__Aim of the task__
The line that contains "extern crate lightning;" marks the end: retype the data below exactly from its first line through that line.

[Stored data entries]
Content starts

PR #863, opened 2021-04-02
persister: Expose method to read ChannelMonitors from disk

valentinewallace:
Tested w/ the sample.

### DIFF
--- a/lightning-persister/src/lib.rs
+++ b/lightning-persister/src/lib.rs
@@ -12,7 +12,8 @@ extern crate lightning;
 extern crate bitcoin;
 extern crate libc;
 
-use bitcoin::hashes::hex::ToHex;
+use bitcoin::{BlockHash, Txid};
+use bitcoin::hashes::hex::{FromHex, ToHex};
 use crate::util::DiskWriteable;
 use lightning::chain;
 use lightning::chain::chaininterface::{BroadcasterInterface, FeeEstimator};
@@ -22,20 +23,13 @@ use lightning::chain::keysinterface::{Sign, KeysInterface};
 use lightning::chain::transaction::OutPoint;
 use lightning::ln::channelmanager::ChannelManager;
 use lightning::util::logger::Logger;
-use lightning::util::ser::Writeable;
+use lightning::util::ser::{ReadableArgs, Writeable};
+use std::collections::HashMap;
 use std::fs;
-use std::io::Error;
-use std::path::PathBuf;
+use std::io::{Cursor, Error};
+use std::ops::Deref;
+use std::path::{Path, PathBuf};
 use std::sync::Arc;
-
-#[cfg(test)]
-use {
-	lightning::util::ser::ReadableArgs,
-	bitcoin::{BlockHash, Txid},
-	bitcoin::hashes::hex::FromHex,
-	std::collections::HashMap,
-	std::io::Cursor
-};
 
 /// FilesystemPersister persists channel data on disk, where each channel's
 /// data is stored in a file named after its funding outpoint.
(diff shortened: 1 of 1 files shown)


lightning-persister/src/lib.rs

Content ends

__Result__
PR #863, opened 2021-04-02
persister: Expose method to read ChannelMonitors from disk

valentinewallace:
Tested w/ the sample.

### DIFF
--- a/lightning-persister/src/lib.rs
+++ b/lightning-persister/src/lib.rs
@@ -12,7 +12,8 @@ extern crate lightning;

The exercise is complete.